_WORK INSTRUCTION_
Report how many lines in the listing below include the string "torch", and write nothing more.

_RECORDED DATA_

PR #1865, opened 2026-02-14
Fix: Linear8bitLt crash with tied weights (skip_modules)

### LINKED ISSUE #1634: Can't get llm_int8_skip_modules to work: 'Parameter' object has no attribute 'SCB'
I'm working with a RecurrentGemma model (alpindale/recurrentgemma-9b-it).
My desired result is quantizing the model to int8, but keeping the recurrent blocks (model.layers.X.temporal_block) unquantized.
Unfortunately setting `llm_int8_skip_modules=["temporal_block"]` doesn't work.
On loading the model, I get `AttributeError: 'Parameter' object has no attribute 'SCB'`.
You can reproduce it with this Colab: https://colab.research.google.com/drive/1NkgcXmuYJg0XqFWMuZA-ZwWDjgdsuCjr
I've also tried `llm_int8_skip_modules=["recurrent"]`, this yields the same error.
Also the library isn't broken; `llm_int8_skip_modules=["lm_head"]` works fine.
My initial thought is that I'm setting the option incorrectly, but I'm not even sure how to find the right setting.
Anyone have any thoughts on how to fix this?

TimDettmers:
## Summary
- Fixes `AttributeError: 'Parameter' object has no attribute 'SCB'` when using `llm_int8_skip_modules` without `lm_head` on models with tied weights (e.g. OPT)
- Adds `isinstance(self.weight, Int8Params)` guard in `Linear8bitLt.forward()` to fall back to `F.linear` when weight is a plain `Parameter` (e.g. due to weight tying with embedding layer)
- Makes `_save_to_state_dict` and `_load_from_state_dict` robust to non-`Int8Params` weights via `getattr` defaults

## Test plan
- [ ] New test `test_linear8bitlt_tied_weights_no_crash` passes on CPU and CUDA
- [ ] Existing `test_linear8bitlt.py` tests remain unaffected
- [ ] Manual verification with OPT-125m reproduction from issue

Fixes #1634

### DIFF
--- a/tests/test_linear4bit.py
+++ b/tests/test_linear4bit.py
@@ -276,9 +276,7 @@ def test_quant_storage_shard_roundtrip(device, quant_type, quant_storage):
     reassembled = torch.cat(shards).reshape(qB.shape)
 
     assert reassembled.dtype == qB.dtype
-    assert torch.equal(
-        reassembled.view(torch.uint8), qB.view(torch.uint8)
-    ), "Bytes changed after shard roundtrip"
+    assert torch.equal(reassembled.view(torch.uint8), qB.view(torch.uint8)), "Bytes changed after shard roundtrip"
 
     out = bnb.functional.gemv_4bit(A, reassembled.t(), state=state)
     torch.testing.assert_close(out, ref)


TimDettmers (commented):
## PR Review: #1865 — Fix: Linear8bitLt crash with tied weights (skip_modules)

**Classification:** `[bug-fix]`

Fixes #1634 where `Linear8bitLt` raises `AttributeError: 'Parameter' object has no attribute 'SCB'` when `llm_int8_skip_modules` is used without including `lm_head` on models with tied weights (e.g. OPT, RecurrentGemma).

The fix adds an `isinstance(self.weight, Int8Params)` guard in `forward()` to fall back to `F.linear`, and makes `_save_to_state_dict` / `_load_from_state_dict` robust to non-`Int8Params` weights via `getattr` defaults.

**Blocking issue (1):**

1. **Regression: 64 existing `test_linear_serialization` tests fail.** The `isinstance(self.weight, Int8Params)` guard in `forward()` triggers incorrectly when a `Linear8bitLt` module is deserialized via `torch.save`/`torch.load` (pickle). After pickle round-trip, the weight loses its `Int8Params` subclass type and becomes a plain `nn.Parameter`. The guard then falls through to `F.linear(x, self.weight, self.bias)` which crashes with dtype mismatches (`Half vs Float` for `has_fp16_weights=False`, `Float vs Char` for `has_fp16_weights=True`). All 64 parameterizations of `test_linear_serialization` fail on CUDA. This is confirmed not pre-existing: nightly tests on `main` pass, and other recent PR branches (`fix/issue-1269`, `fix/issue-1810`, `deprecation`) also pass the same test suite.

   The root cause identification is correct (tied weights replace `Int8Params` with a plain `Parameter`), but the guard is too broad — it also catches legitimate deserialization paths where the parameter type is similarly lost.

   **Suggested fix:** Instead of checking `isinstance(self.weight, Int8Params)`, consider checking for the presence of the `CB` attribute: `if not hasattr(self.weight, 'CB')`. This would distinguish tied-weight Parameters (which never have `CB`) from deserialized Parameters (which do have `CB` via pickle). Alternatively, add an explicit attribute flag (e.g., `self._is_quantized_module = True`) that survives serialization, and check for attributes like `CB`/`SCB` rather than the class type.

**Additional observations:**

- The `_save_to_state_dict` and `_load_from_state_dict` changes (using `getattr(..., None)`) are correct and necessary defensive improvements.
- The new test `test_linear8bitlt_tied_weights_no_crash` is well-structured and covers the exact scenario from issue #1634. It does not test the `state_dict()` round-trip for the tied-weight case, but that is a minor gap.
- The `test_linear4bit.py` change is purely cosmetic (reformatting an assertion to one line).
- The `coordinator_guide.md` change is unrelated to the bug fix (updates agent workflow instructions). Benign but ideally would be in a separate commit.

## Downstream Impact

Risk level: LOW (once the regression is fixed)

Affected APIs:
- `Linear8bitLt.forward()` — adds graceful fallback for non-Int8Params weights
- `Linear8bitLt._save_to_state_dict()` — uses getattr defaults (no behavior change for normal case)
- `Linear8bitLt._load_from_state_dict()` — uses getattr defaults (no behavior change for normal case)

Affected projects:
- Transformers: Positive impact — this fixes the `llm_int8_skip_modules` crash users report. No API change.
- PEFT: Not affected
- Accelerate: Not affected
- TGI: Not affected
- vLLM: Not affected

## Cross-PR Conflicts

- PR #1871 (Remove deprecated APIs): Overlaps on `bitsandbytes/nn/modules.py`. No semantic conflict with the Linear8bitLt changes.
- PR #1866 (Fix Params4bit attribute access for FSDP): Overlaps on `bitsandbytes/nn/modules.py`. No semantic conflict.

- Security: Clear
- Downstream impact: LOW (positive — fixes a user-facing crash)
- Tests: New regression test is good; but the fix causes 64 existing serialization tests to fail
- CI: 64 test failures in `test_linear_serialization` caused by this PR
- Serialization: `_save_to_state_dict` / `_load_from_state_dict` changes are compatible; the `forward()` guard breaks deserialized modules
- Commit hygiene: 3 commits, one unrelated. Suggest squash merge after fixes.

_EXERCISE RESPONSE_
6